By Skyla Carmon
Rheumatoid arthritis (RA) is a chronic autoimmune disease characterized by joint pain, joint swelling, and joint stiffness. People sometimes also experience symptoms that do not directly involve the joints, such as fatigue, eye inflammation, or itching from rheumatoid arthritis.
Unfortunately, there is no cure for rheumatoid arthritis but there are many treatment options that can control pain and protect the joints from damage. In addition to over-the-counter pain medications and prescription medications that can control RA, there are many popular self-managing techniques that can help minimize discomfort.

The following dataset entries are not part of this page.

PR #592, opened 2017-01-04
MAID-1864: Merge routing and vault event loops.

michaelsproul:
Requires https://github.com/maidsafe/routing/pull/1305, which is now merged.

### DIFF
--- a/Cargo.toml
+++ b/Cargo.toml
@@ -22,7 +22,7 @@ log = "~0.3.6"
 maidsafe_utilities = "~0.10.0"
 quick-error = "~1.1.0"
 rand = "~0.3.14"
-routing = { git = "https://github.com/michaelsproul/routing.git", branch = "event-stream-refactor" }
+routing = { git = "https://github.com/maidsafe/routing.git", branch = "master" }
 rustc-serialize = "~0.3.19"
 rust_sodium = "~0.1.2"
 unwrap = "~1.1.0"
--- a/Cargo.toml
+++ b/Cargo.toml
@@ -22,7 +22,7 @@ log = "~0.3.6"
 maidsafe_utilities = "~0.10.0"
 quick-error = "~1.1.0"
 rand = "~0.3.14"
-routing = { git = "https://github.com/maidsafe/routing.git", branch = "master" }
+routing = { git = "https://github.com/michaelsproul/routing.git", branch = "event-stream-refactor" }
 rustc-serialize = "~0.3.19"
 rust_sodium = "~0.1.2"
 unwrap = "~1.1.0"
--- a/src/lib.rs
+++ b/src/lib.rs
@@ -198,12 +198,12 @@
 // For explanation of lint checks, run `rustc -W help` or see
 // https://github.com/maidsafe/QA/blob/master/Documentation/Rust%20Lint%20Checks.md
 #![forbid(bad_style, exceeding_bitshifts, mutable_transmutes, no_mangle_const_items,
-          unknown_crate_types, warnings)]
+          unknown_crate_types)]
 #![deny(deprecated, improper_ctypes, missing_docs,
         non_shorthand_field_patterns, overflowing_literals, plugin_as_library,
         private_no_mangle_fns, private_no_mangle_statics, stable_features, unconditional_recursion,
         unknown_lints, unsafe_code, unused, unused_allocation, unused_attributes,
-        unused_comparisons, unused_features, unused_parens, while_true)]
+        unused_comparisons, unused_features, unused_parens, warnings, while_true)]
 #![warn(trivial_casts, trivial_numeric_casts, unused_extern_crates, unused_import_braces,
         unused_qualifications, unused_results)]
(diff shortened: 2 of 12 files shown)


src/lib.rs
```diff
@@ -198,12 +198,12 @@
...
 // https://github.com/maidsafe/QA/blob/master/Documentation/Rust%20Lint%20Checks.md
 #![forbid(bad_style, exceeding_bitshifts, mutable_transmutes, no_mangle_const_items,
-          unknown_crate_types, warnings)]
+          unknown_crate_types)]
 #![deny(deprecated, improper_ctypes, missing_docs,
         non_shorthand_field_patterns, overflowing_literals, plugin_as_library,
         private_no_mangle_fns, private_no_mangle_statics, stable_features, unconditional_recursion,
         unknown_lints, unsafe_code, unused, unused_allocation, unused_attributes,
-        unused_comparisons, unused_features, unused_parens, while_true)]
+        unused_comparisons, unused_features, unused_parens, warnings, while_true)]
```
michaelsproul: I had to change it from a `forbid` (can't be turned off) to a `deny` so that I could do `allow(too_many_arguments)` on some of the functions that now take a `&mut RoutingNode`.

src/lib.rs
```diff
@@ -225,7 +225,6 @@ extern crate maidsafe_utilities;
 extern crate config_file_handler;
 // Needed because the crate is only used for macros
 #[cfg_attr(feature="clippy", allow(useless_attribute))]
-#[allow(unused_extern_crates)]
```
michaelsproul: Yep, good catch!

src/personas/maid_manager.rs
```diff
@@ -110,38 +109,41 @@ impl MaidManager {
...
             Some((src, dst)) => {
                 // Send success response back to client
                 let client_name = utils::client_name(&src);
-                self.send_refresh(&client_name,
+                self.send_refresh(routing_node,
+                                  &client_name,
                                   self.accounts.get(&client_name).expect("Account not found."),
                                   MessageId::zero());
-                let _ = self.routing_node.send_put_success(dst, src, data_id, msg_id);
+                routing_node.send_put_success(dst, src, data_id, msg_id)?;
```
michaelsproul: Another good catch! I'm not really sure why I changed this, I'll put it back how it was.

src/lib.rs
Fraser999: I don't think that requires "unforbidding" `warnings` though.  That would only be if you wanted to `allow(warnings)`.

src/personas/maid_manager.rs
Fraser999: I do agree that there are way too many places where we ignore returns - I itch to change these too :)  Just need to keep these changes until a planned task unfortunately!

michaelsproul:
Thanks for reviewing @Fraser999! Regarding the removal of `Rc<RoutingNode>` from `DataManager` and `MaidManager`, that was required because most of the methods they call on `RoutingNode` now require mutable access to the routing node (see: [send_action][] in routing). The reason for the change in routing was the removal of the `event_sender` channel, which essentially hid mutation and side-effects behind a regular `&self` reference (as `mpsc::Sender::send` can be used with a shared/immutable reference).

[send_action]: https://github.com/maidsafe/routing/blob/4b611109e13ecf9f42706718b0bce28aafb73b5d/src/node.rs#L400-L425

src/lib.rs
```diff
@@ -235,7 +234,6 @@ extern crate rustc_serialize;
 extern crate rust_sodium;
 #[cfg(test)]
 extern crate tempdir;
-#[cfg(any(test, feature = "use-mock-crust"))]
```
michaelsproul: Not required, I'm putting this line back

src/mock_crust_detail/mod.rs
```diff
@@ -49,9 +49,9 @@ pub fn check_deleted_data(deleted_data: &[Data], nodes: &[TestNode]) {
 }
 
 /// Checks that the given `nodes` store the expected number of copies of the given data.
-pub fn check_data(all_data: Vec<Data>, nodes: &[TestNode]) {
+pub fn check_data(all_data: Vec<Data>, nodes: &mut [TestNode]) {
```
michaelsproul: I changed this back. My change was a relic from when I had `RoutingNode::name` requiring a mutable reference

Cargo.toml
```diff
@@ -22,7 +22,7 @@ log = "~0.3.6"
 maidsafe_utilities = "~0.10.0"
 quick-error = "~1.1.0"
 rand = "~0.3.14"
-routing = { git = "https://github.com/maidsafe/routing.git", branch = "master" }
+routing = { git = "https://github.com/michaelsproul/routing.git", branch = "event-stream-refactor" }
```
michaelsproul: Done! (points to master now)

src/lib.rs
michaelsproul: I dunno what was going on, but I've reverted this change and clippy has stopped yelling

Below are three at-home options for managing rheumatoid arthritis.
1. Try Heat or Ice
Applying heat or cold can be helpful for reducing all types of pain, including pain from RA. Some people with RA like applying an electric heating pad or sitting in a warm bath to reduce achiness and stiffness. Using cooling measures like ice packs or other frozen items can help reduce inflammation and pain in both joints and muscles. Whether heating, icing, or both, take care not to damage your skin by exposing it to heat that is too hot or cold that is too cold or by leaving on the hot or cold item for too long. Ten minutes is a good place to start.
2. Manage Stress
Stress can be a trigger for RA flares. While it’s impossible to remove all stressors from your life, there are some good ways to lessen its impact, which may help minimize some RA symptoms. Low-impact exercises such as tai chi, yoga, or walking are great for you physically and mentally. Other options for managing stress include meditation or mindfulness practices, journaling, and listening to calming music.
If stress is getting the best of you, it may be necessary to look at your obligations and see what can be offloaded. For example, you may be able to ask a partner or older child to help with certain household chores. You may also decide that certain obligations can be cut entirely from your list.
Sometimes stress becomes more than you can handle on your own or with the help of friends and family. In these cases, speaking to a mental health professional can be beneficial.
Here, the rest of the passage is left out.